O que não sei sobre os incêndios do passado dia 17 de Junho pouco será de ordem factual, ou técnica. Estive informado, tanto quanto estive horrorizado. O problema não era o desconhecimento, antes uma profunda e letárgica estupidez. Dei por mim a concordar com tudo e o seu contrário: concordei com os que achavam que era tempo de lamento, não de indignação, e concordei com os que defendiam que a indignação era o lamento mais útil. Concordei com os que clamavam contra os aproveitamentos político, mas também com os que usaram as calamidades para clamar por políticas que se aproveitem. Concordei com o levantar de braços, o baixar de braços, as mãos orantes e o apontar de dedos. Não abunda o critério quando me sobeja a tristeza.

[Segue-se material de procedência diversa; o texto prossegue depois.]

Issue #87, opened 2026-04-17
vector search


zzqq131:
Hi, I saw that the  commit wiped out the whole vector search and embedding module. I’m kinda curious—what’s the reasoning behind that? I’d love to hear your thoughts.

andreinknv:
For anyone landing here looking for context — sharing what I dug up plus a complementary path.

## Why it was removed (timeline)

- **Mar 18 (#61)** — Quantized embeddings shipped to fight V8 WASM Zone OOM crashes from #54.
- **Apr 3 (#74)** — Embeddings *promoted* to always-on, with concrete evidence that semantic search outperformed FTS for AI-assistant queries.
- **Apr 7** — Issue #81 reports the same WASM Zone OOM persists on Node 25.x. Same day, the maintainer:
  - posted a diagnosis on #81 blaming V8 turboshaft + Node 25
  - committed `7507605` (Node 25+ runtime warning)
  - committed `453c39d` removing all embeddings code

Stated reason: *"Reduces package size and complexity while maintaining core static analysis capabilities."* Implied (from the timing): `@xenova/transformers` ships ONNX as a *second* WASM toolchain on top of tree-sitter grammars, and V8's turboshaft Zone allocator can't handle JIT-compiling both. Cutting one of the two WASMs is the most reliable mitigation. (Apr 24 — `cadam11` reports the same OOM on Node 24, confirming the underlying V8 issue isn't fully fixable from userspace alone.)

## A complementary path: improve FTS without bringing back model deps

Most of what semantic search bought wasn't conceptual reasoning — it was robustness to:
- **Partial-identifier queries**: SQLite's default tokenizer treats `getParser` as one indivisible token, so a query for `parser` never matches it.
- **Morphological variants**: `parsing` vs `parser` vs `parses`.
- **Natural-language noise**: `"how does X work"` floods the BM25 ranking with stopword hits against any prose docstring.

Each of those is fixable in pure SQLite FTS5 without any model dependency. I prototyped + measured against codegraph's own `src/`, using the exact queries from #74:

| Query | Baseline (current main) | After (subwords + Porter + stopwords) |
|---|---:|---:|
| `ExtractionOrchestrator` | #1 | **#1** |
| `how does file parsing work` (target: `getParser`) | NOT FOUND in 20 | **#2** |
| `database connection management` (target: `DatabaseConnection`) | #18 | **#1** |
| `resolves references between modules` (target: `resolveOne`) | #19 | **#2** |

[...]

Issue #11, opened 2026-01-31
UNIQUE constraint failed: nodes.id during indexing on React/JSX codebase


ronniehyslop:
## Description

When running `codegraph index` on a medium-to-large React/JavaScript codebase, the indexing process fails with a SQLite unique constraint violation. The error occurs consistently at around 10-34% progress through the indexing phase.

## Error Message

```
✗ Failed to index: UNIQUE constraint failed: nodes.id
```

## Environment

- **CodeGraph Version:** 0.3.1
- **Node.js Version:** v20.19.0
- **Platform:** Linux (WSL2) 6.6.87.2-microsoft-standard-WSL2
- **Installation Method:** `npm install -g @colbymchenry/codegraph --ignore-scripts` followed by `npm rebuild`

## Codebase Characteristics

- ~1,000+ source files (excluding e2e tests)
- Mixed JavaScript (.js, .jsx) and TypeScript (.ts, .tsx)
- React 19 application with Vite
- Standard project structure: `src/components/`, `src/features/`, `src/hooks/`, etc.

## Steps to Reproduce

1. Initialize codegraph in a React project:
   ```bash
   codegraph init .
   ```

2. Run the indexer:
   ```bash
   codegraph index .
   ```

3. Observe the failure at approximately 10-34% progress during the "Parsing code" phase.

## Partial Index State

Before the failure, the indexer successfully processes some files:

```
Index Statistics:
  Files:     106
  Nodes:     412
  Edges:     21

Nodes by Kind:
  function        385
  method          21
  class           3
  interface       3

Files by Language:
  javascript      57
  jsx             46
  typescript      3
```

## Attempted Workarounds

1. **Excluding e2e directory:** Added `"**/e2e/**"` to the exclude list in `config.json` - issue persists
2. **Fresh initialization:** Removed `.codegraph/` directory and reinitialized - same error
3. **Multiple attempts:** The failure point varies slightly but always occurs in the same general range

## Analysis

The error suggests that the node ID generation algorithm is producing duplicate IDs for different code symbols. This could be caused by:

- Hash collisions in the ID generation logic
- Similar function/variable names across different files producing identical IDs
- Re-exported symbols being processed multiple times

## Expected Behavior

The indexer should complete successfully, handling any potential ID conflicts gracefully (e.g., by incorporating file path or additional context into the ID hash).

## Additional Context

[...]

PR #104, opened 2026-04-26
feat(search): subword tokens + Porter stemmer + stopword filter for FTS

andreinknv:
## Context

Embeddings were removed in 453c39d (issue #87). Since then, all search quality has to come from FTS. The original PR #74 documented several queries where FTS-only badly trailed semantic search — the dominant cause is that SQLite's default tokenizer treats `getParser` as one indivisible token, so a query for `parser` never matches it at the FTS layer no matter how clever the post-hoc rescorer is.

This PR closes most of that gap with three compounding, model-free changes.

## What changed

1. **Subword tokens.** New `name_subwords` column on `nodes` populated with the camel/snake split of the identifier (kept alongside the original) and indexed by FTS5 at weight 10×. A query for `parser` now finds `getParser` *at the FTS layer*, not just via post-hoc rescoring on the limited candidate set BM25 surfaces.

2. **Porter stemmer.** `tokenize="porter unicode61"` on the FTS table collapses morphological variants — `parser` / `parsing` / `parses` all stem to `pars` so a natural-language query matches identifier subwords and docstring prose alike.

3. **Stopword stripping.** `searchNodesFTS` filters stopwords from the query before the OR-join. Without this, words like `how` / `does` / `the` become OR'd FTS hits against any prose-bearing docstring and crowd out the actually-relevant identifier tokens. Reuses the existing `STOP_WORDS` set in `src/search/query-utils.ts` via a new shared `filterStopwords` helper (no second source of truth).

## Empirical results

Bench: codegraph's own `src/`, 1242 nodes, 71 files. Same query set as PR #74's evidence. Lower rank = better.

| Query | baseline (current main) | this PR |
|---|---:|---:|
| `ExtractionOrchestrator` | **1** | **1** |
| `how does file parsing work` (target: `getParser`) | **NOT FOUND in 20** | **#2** |
| `database connection management` (target: `DatabaseConnection`) | **#18** | **#1** |
| `resolves references between modules` (target: `resolveOne`) | **#19** | **#2** |

Mean rank: **~14 → 1.5**. Same workload, no model dependencies, no install-time changes, no Node version constraints.

## What I tested and rejected

**Concept-mode docstring re-weighting** (swap BM25 weights to favor docstring 20× when query contains stopwords): regressed `how does file parsing work` from #4 to #11 because amplifying docstring weight floods results with prose-keyword spam more than it lifts truly relevant prose. Not included.

## Migration v4

Existing v3 databases get migrated by:
- Adding the `name_subwords` column to `nodes` (idempotent `PRAGMA table_info` guard so a re-run after partial DDL failure doesn't fail with "duplicate column")
- Dropping the old FTS table + triggers (FTS5 tokenizer cannot be `ALTER`ed)
- Recreating FTS *without triggers*
- Backfilling `name_subwords` for every existing node
- Rebuilding the FTS index in one shot via `INSERT INTO nodes_fts(nodes_fts) VALUES('rebuild')`
- Recreating the triggers afterward (so they don't fire mid-backfill — earlier prototype runs corrupted FTS5 when triggers fired against half-populated shadow tables)

`CURRENT_SCHEMA_VERSION` 3 → 4. Two existing version-pinned tests updated.

## Files changed

| File | Change |
|---|---|
| `src/utils.ts` | Add `splitIdentifierTokens`, `buildNameSubwords` (with dedup) |
| `src/search/query-utils.ts` | Add shared `filterStopwords` helper using existing `STOP_WORDS` |
| `src/db/schema.sql` | Add `name_subwords` column, add it to `nodes_fts`, add `tokenize="porter unicode61"`, update three triggers |
| `src/db/migrations.ts` | Bump version to 4; add migration v4 with idempotent ALTER guard |
| `src/db/queries.ts` | Populate `name_subwords` on insert/update; new BM25 weights `(0,20,5,1,2,10)`; stopword filter in `searchNodesFTS` |
| `__tests__/foundation.test.ts`, `__tests__/pr19-improvements.test.ts` | Update expected schema version |
| `__tests__/search-quality.test.ts` (NEW) | 21 regression tests: helpers, end-to-end search, full v3-to-v4 migration with a real v3-shape DB, and migration idempotency on partial-DDL re-run |

## Test plan

- [x] `npm test`: 404/404 pass on macOS (one pre-existing fs.watch flake under parallel load, passes in isolation — unrelated)
- [x] Bench script confirms the rank lifts in the table above
- [x] Independent reviewer pass before pushing — addressed three findings:
  - merged duplicate stopword sets (now uses `STOP_WORDS` from `query-utils.ts`)
  - dedup tokens in `buildNameSubwords` (`parse` no longer stores `"parse parse"`)
  - made migration idempotent on partial-DDL re-run (re-running after a crash that landed only `ALTER TABLE` no longer fails)

## Notes for review

- This PR is **independent of #102** (which also bumps schema version to 4). If #102 lands first, I'll rebase to v5.
- No new dependencies. No install-time changes. No Node version constraints.
- The change is gradual — fresh installs hit the new schema directly via `schema.sql`, existing installs run migration v4 on first open.

### DIFF
--- a/__tests__/foundation.test.ts
+++ b/__tests__/foundation.test.ts
@@ -305,7 +305,7 @@ describe('Database Connection', () => {
 
     const version = db.getSchemaVersion();
     expect(version).not.toBeNull();
-    expect(version?.version).toBe(3);
+    expect(version?.version).toBe(4);
 
     db.close();
   });
--- a/__tests__/pr19-improvements.test.ts
+++ b/__tests__/pr19-improvements.test.ts
@@ -299,7 +299,7 @@ describe('Best-Candidate Resolution', () => {
 describe('Schema v2 Migration', () => {
   it.skipIf(!HAS_SQLITE)('should have correct current schema version', async () => {
     const { CURRENT_SCHEMA_VERSION } = await import('../src/db/migrations');
-    expect(CURRENT_SCHEMA_VERSION).toBe(3);
+    expect(CURRENT_SCHEMA_VERSION).toBe(4);
   });
 
   it.skipIf(!HAS_SQLITE)('should have migration for version 2', async () => {
--- a/__tests__/search-quality.test.ts
+++ b/__tests__/search-quality.test.ts
@@ -1,0 +1,302 @@
+/**
+ * Search Quality Tests
+ *
+ * Regression tests for the FTS improvements that bring natural-language
+ * and partial-identifier queries into the top of the result set:
+ *   - Subword tokens (camel/snake split) so `parser` finds `getParser`.
+ *   - Porter stemmer so `parsing` matches `parser`/`parses`.
+ *   - Stopword stripping so `"how"` / `"the"` don't crowd out the
+ *     real terms via docstring matches.
+ *
+ * All measurements were captured against codegraph's own src/ during
+ * development. Targets that previously ranked #18, #19, or weren't in
+ * the top 20 jump to the top 5.
+ */
+
+import { describe, it, expect, beforeEach, afterEach } from 'vitest';
+import * as fs from 'fs';
+import * as path from 'path';
+import * as os from 'os';
+import { DatabaseConnection } from '../src/db';
+import { QueryBuilder } from '../src/db/queries';
+import { Node } from '../src/types';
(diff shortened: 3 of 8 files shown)


colbymchenry:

Longe de mim criticar quem opinou, ou quem teve o discernimento para chover no molhado e queimar no ardido. Nem me meto, sequer, em ironias com os profetas do a posteriori. Eu também tentei tornar-me isso tudo. Busquei alento para escrever, fosse o que fosse, mas o ânimo chega a ser só aquela manobra de diversão enquanto o esquecimento não chega. Apenas me lembrava que nada sabia, e que um nó na garganta é a única opinião.

Felizmente nem todos se tolheram, e nem tudo em mim se tolheu. Até a inacção não resistiu à força do nosso melhor, à força do povo que sabe usar grande desprendimento contra grandes desfalques. Graças a Deus pela solidariedade verdadeira — a que age. E até eu, nada sabendo, consigo perceber que não será fácil travar o fluxo de discussões e investigações, mesmo que haja gente a sulcar o terreno para desviar o curso das acções, ou atenuar as perguntas.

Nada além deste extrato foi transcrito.